## Task prompt
Give the number of lines in the data that hold the word "varnodes", and nothing else.

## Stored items
PR #5453, opened 2023-06-14
Fix hashcode for ParameterDB

### LINKED ISSUE #3340: ParameterDB hashcode has frequent collisions
**Describe the bug**
The ``hashCode`` of a ``ParameterDB`` is calculated as shown below. In essence, any parameter with the same storage e.g. 1st parameter, 8 bytes, in ``RCX`` would have the same serializationString (in this example register:00000008:8) and thus the same hash. This (probably) does not lead to any bugs, but could be a problem if one naively uses code patterns like a ``HashSet<Parameter>`` in a visitor.

```
VariableDB
	public int hashCode() {
		int hashcode = getFirstUseOffset(); // = 0
		hashcode ^= getVariableStorage().hashCode();
		return hashcode;
	}
VariableStorage
	public int hashCode() {
		return (int) getLongHash();
	}
	public long getLongHash() {
		if (hashcode == 0) {
			CRC64 crc = new CRC64();
			byte[] bytes = getSerializationString().getBytes(); // = getSerializationString(varnodes)
			crc.update(bytes, 0, bytes.length);
			hashcode = crc.finish();
		}
		return hashcode;
	}
	public static String getSerializationString(Varnode... varnodes) {
		if (varnodes == null || varnodes.length == 0) {
			throw new IllegalArgumentException("varnodes may not be null or empty");
		}
		StringBuilder strBuilder = new StringBuilder();
		for (Varnode v : varnodes) {
			if (strBuilder.length() != 0) {
				strBuilder.append(",");
			}
			strBuilder.append(v.getAddress().toString(true));
			strBuilder.append(":");
			strBuilder.append(Integer.toString(v.getSize()));
		}
		return strBuilder.toString();
	}

```

On master, commit 47247ac (although none of the three relevant files appear to have changed for over half a year)

sad-dev:
This fixes #3340 : many parameters have the same hashcode, meaning scripts that rely on ``hashCode`` e.g. ``HashSet<Parameter> params`` will not work as intended.

### DIFF
--- a/Ghidra/Framework/SoftwareModeling/src/main/java/ghidra/program/database/function/ParameterDB.java
+++ b/Ghidra/Framework/SoftwareModeling/src/main/java/ghidra/program/database/function/ParameterDB.java
@@ -90,4 +90,11 @@ class ParameterDB extends VariableDB implements Parameter {
 		return null;
 	}
 
+	@Override
+	public int hashCode() {
+		int hashcode = getVariableStorage().hashCode();
+		hashcode ^= function.hashCode();
+		return hashcode;
+	}
+
 }
--- a/Ghidra/Framework/SoftwareModeling/src/main/java/ghidra/program/database/function/VariableDB.java
+++ b/Ghidra/Framework/SoftwareModeling/src/main/java/ghidra/program/database/function/VariableDB.java
@@ -389,6 +389,9 @@ public abstract class VariableDB implements Variable {
 		// If we have a VariableImpl or either function is using custom variable storage
 		// then they are only equivalent if the storage is the same.
 		Function otherFunction = otherVar.getFunction();
+		if (function != null && !(function.equals(otherFunction))) {
+			return false;
+		}
 		boolean eitherHasCustomVariableStorage =
 			(function == null || function.hasCustomVariableStorage()) ||
 				(otherFunction == null || otherFunction.hasCustomVariableStorage());


sad-dev:
To the best of my knowledge, neither a ``List`` or ``HashSet`` of ``Variable`` is used in a way that would change as a result of this e.g. using ``.contains``

Ghidra/Framework/SoftwareModeling/src/main/java/ghidra/program/database/function/ParameterDB.java
```diff
@@ -90,4 +90,11 @@ public AutoParameterType getAutoParameterType() {
 		return null;
 	}
 
+	@Override
+	public int hashCode() {
```
ghidra1, line 94: This should be handled in VariableDB - not in this class

Ghidra/Framework/SoftwareModeling/src/main/java/ghidra/program/database/function/VariableDB.java
```diff
@@ -389,6 +389,9 @@ public boolean isEquivalent(Variable otherVar) {
 		// If we have a VariableImpl or either function is using custom variable storage
 		// then they are only equivalent if the storage is the same.
 		Function otherFunction = otherVar.getFunction();
+		if (function != null && !(function.equals(otherFunction))) {
```
ghidra1, line 392: Our function equality is identify based.  I am concerned that this change will break other uses (e.g., Merge) which does not want to restrict to the same function instance.

ghidra1 (commented):
I don't think this PR change can be accepted since your use case is not supported (i.e., mixing params from multiple functions into a set) and changes would break other uses of isEquivalent needed for Version Tracking, Merge, etc...

sad-dev:
> I don't think this PR change can be accepted since your use case is not supported (i.e., mixing params from multiple functions into a set) and changes would break other uses of isEquivalent needed for Version Tracking, Merge, etc...

Would it work if we moved the code into ``.equals`` instead? It feels unintuitive that ``Parameters`` are not distinguished by their function, but if it is too deeply entrenched to change, I am fine with closing this P/R (working around it by wrapping the parameter in some other class)

ghidra1:
> > I don't think this PR change can be accepted since your use case is not supported (i.e., mixing params from multiple functions into a set) and changes would break other uses of isEquivalent needed for Version Tracking, Merge, etc...
> 
> Would it work if we moved the code into `.equals` instead? It feels unintuitive that `Parameters` are not distinguished by their function, but if it is too deeply entrenched to change, I am fine with closing this P/R (working around it by wrapping the parameter in some other class)

No, since this would potentially interefere with its use during merge where elements pulled from two functions (different programs) are known to be the same but are not the same instance - they only have the same language.  Function equality is based upon object instance identity (only one instance of a function).  Parameter and Variable objects from different functions were never intended to be mixed with others in a single collection.  If you could explain your reason for doing this it may help justify more consideration.  You may want to consider using the corresponding Symbol instead of these variable objects which does support your use case.

PR #5462, opened 2023-06-16
Encode documentation html files as UTF-8

LukeSerne:
This makes the diffs generated by git as part of future changes (for example typo fixes) to these files easier to read. This PR only includes html files whose contents would change when encoding them as utf-8. These encoding differences are caused by the "non-breaking space" character (U+00A0 / 0xA0 in ISO-8859-1), which is included in these html files. Github renders them as a normal space, so the diff looks a bit weird.


ryanmkurtz:
These file are auto-generated from source xml files, so the change would have to be made there.

ryanmkurtz:
If you correct it at the source and force push to this PR, we can reopen it.

LukeSerne:
I didn't manage to get the commits to this branch to appear in here, so instead I created a new branch and a new PR (#5482). As such, I think this PR can remain closed and I hope the other PR is merged :slightly_smiling_face: .

PR #5471, opened 2023-06-20
Update ghidraRun to support --debug flag

YSaxon:


ryanmkurtz:
We provide `support/ghidraDebug` to support this type of thing.

PR #9395, opened 2026-07-19
9394: Export CS directly for 16-bit CS segment overrides

### LINKED ISSUE #9394: x86 16-bit: a CS segment override on a data operand discards the analyzed CS value and writes CS as a side effect
**Describe the bug**

In the 16-bit x86 spec, the `seg16` selector table routes a CS segment override (`segover=1`) through the `currentCS` subconstructor, which recomputes CS from the instruction address (`(inst_next >> 4) & 0xf000` in real mode) and **writes the result back into the CS register** as a side effect. Every other segment override (SS/DS/ES/FS/GS) exports its register directly.

So a CS-prefixed data operand both discards the loader-/analysis-assigned CS value and mutates CS in the p-code on every access — a data read should never write CS, and the recomputed value is only right when the segment happens to equal that guess derived from the instruction's location.

**To Reproduce**

1. Program with language `x86:LE:16:Real Mode`; place bytes `2E A0 34 12` (`MOV AL, CS:[0x1234]`) in a block whose segment differs from `(addr >> 4) & 0xf000` (i.e. a code segment not based at a multiple of 0x1000 paragraphs), and disassemble.
2. Inspect the instruction's p-code (Instruction Info): CS is assigned from the instruction address, and the load goes through that recomputed value — instead of a plain read through the CS register, as the same instruction with a DS: or SS: prefix produces.

**Expected behavior**

A CS: override exports the CS register directly, symmetric with the other five segment overrides; a data access never writes CS.

**Screenshots**

N/A

**Attachments**

N/A

 - OS: Fedora 44
 - Java Version: 21
 - Ghidra Version: master (13a308a8f9)

**Additional context**

`currentCS` is still legitimately used by the near-indirect `CALL/JMP rm16` constructors, which derive the target segment from the instruction address; only the `seg16` override table entry needs to change. One-line PR to follow.

eb4x:
Fixes #9394.

The `seg16` selector table routes a CS segment override (`segover=1`) through the `currentCS` subconstructor, which recomputes CS from the instruction address (`(inst_next >> 4) & 0xf000` in real mode) and writes the result back into the CS register as a side effect. Every other segment override (SS/DS/ES/FS/GS) exports its register directly — so a CS-prefixed data operand both discards the loader-/analysis-assigned CS value and mutates CS in the p-code on every access (repro in the issue: `2E A0 34 12`, `MOV AL, CS:[0x1234]`).

This one-line change makes the CS: override export the CS register directly, symmetric with the other five segments. `currentCS` is retained where its address-derived recomputation is legitimate: the near-indirect `CALL/JMP rm16` constructors, which derive the target segment from the instruction's own address.

Verified with `./gradlew :x86:sleighCompile` on current master (13a308a8f9), and exercised on real-mode MZ executables using CS:-relative data access: the loads now go through the analysis-assigned CS value, and the spurious CS writes disappear from the p-code.

🤖 Generated with [Claude Code](https://claude.com/claude-code)

### DIFF
--- a/Ghidra/Processors/x86/data/languages/ia.sinc
+++ b/Ghidra/Processors/x86/data/languages/ia.sinc
@@ -1117,7 +1117,7 @@ segWide: FS: is segover=5 & FS	{ export FS_OFFSET; }
 segWide: GS: is segover=6 & GS	{ export GS_OFFSET; }
 
 seg16: 	   is segover=0			{ export DS; }
-seg16: currentCS: is segover=1 & currentCS	{ export currentCS; }
+seg16: CS: is segover=1 & CS	{ export CS; }
 seg16: SS: is segover=2 & SS	{ export SS; }
 seg16: DS: is segover=3 & DS	{ export DS; }
 seg16: ES: is segover=4 & ES	{ export ES; }


Ghidra/Processors/x86/data/languages/ia.sinc
```diff
@@ -1117,7 +1117,7 @@ segWide: FS: is segover=5 & FS	{ export FS_OFFSET; }
 segWide: GS: is segover=6 & GS	{ export GS_OFFSET; }
 
 seg16: 	   is segover=0			{ export DS; }
-seg16: currentCS: is segover=1 & currentCS	{ export currentCS; }
```
sourav-kumar-panda1234: System.js implications of timing

PR #9397, opened 2026-07-20
9396: Fix unsigned PE export ordinal-table indexes

### LINKED ISSUE #9396: PE export names are lost when ordinal-table index is >= 0x8000 (32768)
**Describe the bug**

Ghidra fails to associate some named PE exports with their Export Address Table entries when the corresponding entry in `IMAGE_EXPORT_DIRECTORY.AddressOfNameOrdinals` is greater than or equal to `0x8000`.

The PE Export Ordinal Table contains unsigned 16-bit `WORD` values representing unbiased indexes into the Export Address Table. Ghidra currently reads these entries using `BinaryReader.readShort(...)`, which sign-extends values from `0x8000` through `0xffff` into negative Java integers.

Because the Export Address Table index being compared against is nonnegative, a high-bit ordinal-table entry cannot match. The export address is still recognized, but its name is not attached to it.

**To Reproduce**

A synthetic `poc.dll` is included in the attachment section.  However, in case you wish to compile it manually, see below.

- Save this as `poc.cpp`:
```cpp
#pragma comment(linker, "/EXPORT:DummyExport=SharedStub,@1,NONAME")
#pragma comment(linker, "/EXPORT:BugReproTarget=BugReproTarget,@32769")

extern "C" void SharedStub() {}
extern "C" void BugReproTarget() {}
```

- Compile it (x64):

```bat
cl.exe /LD poc.cpp /link /NOENTRY /NODEFAULTLIB
```

The resulting `poc.dll` DLL has

```text
PE format:                      PE32+
Machine:                        x86-64
Image base:                     0x180000000
Ordinal base:                   1
Export Address Table entries:   32769
Named exports:                  1
Named export:                   BugReproTarget
Public ordinal:                 32769
Unbiased ordinal-table index:   32768 / 0x8000
Target RVA:                     0x00001010
Preferred image base:           0x180000000
Preferred VA:                   0x180001010
```

To observe the bug:

1. Import the resulting (or attached) `poc.dll` into Ghidra using
   the Portable Executable loader.
2. Run the default (standard) analyzers.
3. Open *Window > Symbol Table*.
4. Search for `BugReproTarget`.
5. Observe that the named export is missing.
6. Press `G` and navigate to `0x180001010`.
7. Observe that the exported function exists at that address but is
   assigned an automatic `FUN_...` name instead of
   `BugReproTarget`.

**Expected behavior**

The export at RVA `0x00001010`, VA `0x180001010`, should be associated
with the name

```
BugReproTarget
```

Entries in the PE Export Ordinal Table are unsigned 16-bit indexes into
the Export Address Table. The value `0x8000` should therefore be
interpreted as `32768`, not `-32768`.

**Screenshots**

Below is a screenshot of the same behavior observed in the attached `poc.dll`: the exported entry point is recognized, but its export name is missing and the function is labeled `FUN_180001010`:

Image

**Attachments**

(A pre-compiled `poc.dll` is included in [poc.zip](https://github.com/user-attachments/files/30177562/poc.zip) for convenience.) 

- OS: Windows 11 (10.0.26100)
- Java Version: 26.0.1
- Ghidra Version: 12.1.2

**Additional context**

The relevant code is in

```text
Ghidra/Features/Base/src/main/java/ghidra/app/util/bin/format/pe/ExportDataDirectory.java
```

The Export Ordinal Table entry is currently read as a signed Java
`short`:

```java
int jthOrdinalVal =
    reader.readShort(pointerToOrdinals + (j * 2));
```

For the Reproducer, the table entry is `0x8000`. Reading it as a signed
short produces `-32768`, which cannot match the nonnegative Export
Address Table index `32768`.

Using Ghidra's existing unsigned reader preserves the intended PE
`WORD` value:

```java
int jthOrdinalVal =
    reader.readUnsignedShort(pointerToOrdinals + (j * 2));
```

A parser-level regression test has also been prepared. (It will be submitted alongside the fix in the incoming PR.)  It constructs minimal PE data in memory and covers indexes:

```text
0x7fff
0x8000
0xffff
```

The test passes with `readUnsignedShort(...)`. Temporarily restoring `readShort(...)` causes the high-bit regression case to fail.

I searched the public Ghidra issue and pull-request history for `AddressOfNameOrdinals`, `ExportDataDirectory`, `jthOrdinalVal`, signed or unsigned PE export ordinals, `0x8000`, `32768`, and missing PE export names.  Potentially related issues #3482, #4474, and #5351 concern different behaviors involving duplicate export addresses, imports by ordinal, or external `.exports` symbol files. They do not appear to cover this signed ordinal-table parsing defect.

Finally, this is not a niche edge case; I encountered this bug while looking through the export functions of an old x86 game from 2008.  It happened to have an unusually high number of exported functions, and I happened to know ahead of time that some of the `FUN_...` labels were supposed to have labels that were somehow missing in Ghidra.

Thraetaona:
Fixes #9396 

## Summary

- Read PE `AddressOfNameOrdinals` entries as **unsigned** `WORD` values.

## Root cause

The PE Export Ordinal Table contains unsigned 16-bit unbiased indexes
into the Export Address Table.

The previous implementation used `BinaryReader.readShort(...)`, causing
values with the high bit set to be sign-extended before comparison with
the nonnegative Export Address Table index.

## Implementation

Use Ghidra's existing unsigned `WORD` reader:

```java
int jthOrdinalVal =
    reader.readUnsignedShort(pointerToOrdinals + (j * 2));
```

## Reply to the exercise
5